Serum Albumin in Health and Disease: Esterase, Antioxidant, Transporting and Signaling Properties

Abstract

Being one of the main proteins in the human body and many animal species, albumin plays a decisive role in the transport of various ions-electrically neutral and charged molecules-and in maintaining the colloidal osmotic pressure of the blood. Albumin is able to bind to almost all known drugs, as well as many nutraceuticals and toxic substances, largely determining their pharmaco- and toxicokinetics. Albumin of humans and respective representatives in cattle and rodents have their own structural features that determine species differences in functional properties. However, albumin is not only passive, but also an active participant of pharmacokinetic and toxicokinetic processes, possessing a number of enzymatic activities. Numerous experiments have shown esterase or pseudoesterase activity of albumin towards a number of endogeneous and exogeneous esters. Due to the free thiol group of Cys34, albumin can serve as a trap for reactive oxygen and nitrogen species, thus participating in redox processes. Glycated albumin makes a significant contribution to the pathogenesis of diabetes and other diseases. The interaction of albumin with blood cells, blood vessels and tissue cells outside the vascular bed is of great importance. Interactions with endothelial glycocalyx and vascular endothelial cells largely determine the integrative role of albumin. This review considers the esterase, antioxidant, transporting and signaling properties of albumin, as well as its structural and functional modifications and their significance in the pathogenesis of certain diseases.

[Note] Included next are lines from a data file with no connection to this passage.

PR #23, opened 2020-05-04
xdp-dump: push down snaplen to the bpf capture program

chaudron:
Push down the snaplen to the ebpf program so only the requered number
of bytes are added to the ring buffer.


tohojo:
Heh, yeah, that seems like a good idea ;)

PR #43, opened 2020-06-03
xdp-dump: add first set of selftests

chaudron:

### DIFF
--- a/xdp-dump/test-xdpdump.sh
+++ b/xdp-dump/test-xdpdump.sh
@@ -1,0 +1,254 @@
+#
+# Test scrip to do basic xdpdump checks
+#
+# shellcheck disable=2039
+#
+ALL_TESTS="test_help test_interfaces test_capt_pcap test_capt_term test_exitentry test_snap test_none_xdp"
+
+XDPDUMP=./xdpdump
+XDP_LOADER=../xdp-loader/xdp-loader
+
+RESULT=""
+
+print_result()
+{
+    echo "$RESULT"
+    if [ -n "$1" ]; then
+	echo "ERROR: $1"
+    fi
+}
+
+start_background()
+{
+    local TMP_FILE="/tmp/${NS}_PID_$$_$RANDOM"
+    eval "${1} >& ${TMP_FILE} &"
+    local PID=$!
+    sleep 1 # Wait to make sure the command is executed in the background
+
+    mv "$TMP_FILE" "/tmp/${NS}_PID_${PID}" >& /dev/null
+
+    echo "$PID"
+}
+
+stop_background()
+{
+    local OUTPUT_FILE="/tmp/${NS}_PID_${1}"
+    kill -SIGINT "$1"
+    sleep 1 # Wait to make sure the buffer is flushed after the shutdown
+    cat "$OUTPUT_FILE"
+    rm "$OUTPUT_FILE" >& /dev/null
+}
+
+test_help()
+{
+    local XDPDUMP_HELP_TEXT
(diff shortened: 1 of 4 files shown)


xdp-dump/test-xdpdump.sh
```diff
@@ -0,0 +1,252 @@
...
+#
+# shellcheck disable=2039
+#
+XDPDUMP=./xdpdump
+XDP_LOADER=../xdp-loader/xdp-loader
+ALL_TESTS="test_help test_interfaces test_capt_pcap test_capt_term test_exitentry test_snap test_none_xdp"
+
+print_result()
+{
+    echo "$RESULT"
```
tohojo, line 12: Please either declare this as a global variable, or just pass it in as a parameter?

xdp-dump/test-xdpdump.sh
```diff
@@ -0,0 +1,252 @@
...
+    local OUTPUT_FILE="/tmp/${NS}_PID_${1}"
+    kill -SIGINT "$1"
+    sleep 1 # Wait to make sure the buffer is flushed after the shutdown
+    cat "$OUTPUT_FILE"
+    rm "$OUTPUT_FILE" >& /dev/null
+}
+
+test_help()
+{
+    local RESULT=""
```
tohojo, line 41: This breaks with the expectation of a global variable above, doesn't it?

chaudron: Yes I forgot to cleanup this one :( RESULT should be global, will make the change

xdp-dump/test-xdpdump.sh
```diff
@@ -0,0 +1,254 @@
...
+    if ! [[ $RESULT =~ $PASS_EXIT_REGEX ]]; then
+        print_result "IPv6 exit packet not received"
+        return 1
+    fi
+
+    $XDP_LOADER unload "$NS" --all || return 1
+    $XDP_LOADER load "$NS" "$TEST_PROG_DIR/xdp_drop.o" || return 1
+
+    PID=$(start_background "$XDPDUMP -i $NS --rx-capture=exit")
+    ping6 -W 2 -c 1 "$INSIDE_IP6" # Note that this ping will fail!!
```
tohojo, line 191: Do we really need a 2-second wait for a ping we know is going to fail? Makes the test run slower than it needs to be...

chaudron: You are right, I'll update it with
"ping6 -W 0.1 -c 1 "$INSIDE_IP6" # Note that this ping will fail!!"

chaudron:
FYI I did notice that some times ping is failing in the veth/netns, re-running the test makes it work. I could not quickly figure out what is wrong in these cases, but I suspect my vagrant fedora32 image.

tohojo:
> FYI I did notice that some times ping is failing in the veth/netns, re-running the test makes it work. I could not quickly figure out what is wrong in these cases, but I suspect my vagrant fedora32 image.

Well you're relying on 'sleep' for timing, so I guess the tests are inherently racy. I suppose we can live with that for a first pass, though :)

chaudron:
> > FYI I did notice that some times ping is failing in the veth/netns, re-running the test makes it work. I could not quickly figure out what is wrong in these cases, but I suspect my vagrant fedora32 image.
> 
> Well you're relying on 'sleep' for timing, so I guess the tests are inherently racy. I suppose we can live with that for a first pass, though :)

This is why there is an inial ping in some tests ` ping6 -W 2 -c 1 "$INSIDE_IP6" || return 1 ` as this even fails. This is just after you've setup the netns part. I'll blame my testup for now :)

Keywords: advanced glycation end products; albumin; endothelium; esterases; glycocalyx; oxidative stress; pathogenesis; transcytosis; transport.

Figure 1

The main sites of HSA modification. The sites of in vivo glycation are shown in red (lysines) and blue (arginines). The site of redox modification (Cys34) is shown in yellow. To create the figure, a crystal structure of HSA from the PDB database (code 3JQZ [24]) was used.

Figure 2

Structures of Sudlow site I of HSA (A), BSA (B) and RSA (C).

Figure 3

Structures of Sudlow site II of of HSA (A), BSA (B) and RSA (C).

Figure 4

Structures of the redox sites of HSA (A), BSA (B) and RSA (C).

Figure 5

Interaction of glycated albumin with endothelial cells (EC). AP-1, activator protein 1; BNB, blood–nerve barrier; DN, diabetic nephropathy; DPN, diabetic peripheral neuropathy; eNOS, endothelial nitric oxide synthase; GA, glycated albumin; HAS, hyaluronic acid synthase; HPSE, heparanase; HYAL, hyaluronidases; JAK/STAT, Janus kinase signal transducer and activator of transcription; JNK, c-Jun N-terminal kinase; MAPK, mitogen-activated protein kinase; MMPs, matrix metalloproteinase; NEU, neu raminidase; NF-κB, nuclear factor kappa-light-chain-enhancer of activated B cells; NOX, NADPH oxidase; p21ras, products of the ras (rat sarcoma virus) gene family; Pho GTPase, Rho family of GTPases; PI3K, phosphoinositide 3-kinase; PNS, peripheral nervous system; PXDN, Peroxidasin; RAGE, receptor for advanced glycation endproducts; SOD, Superoxide dismutase; VEGF, vascular endothelial growth factor.

Figure 6

Albumin and endothelial glycocalyx layer (EGL). The EGL serves as the “exclusion zone” or “gap” between endothelium and blood cells. The layer also acts as a filter, limiting the passage of molecules larger than 70 kDa. Albumin, with a molecular weight of about 66 kDa, can firmly bind to the EGL and penetrate into the interstitium by transcytosis.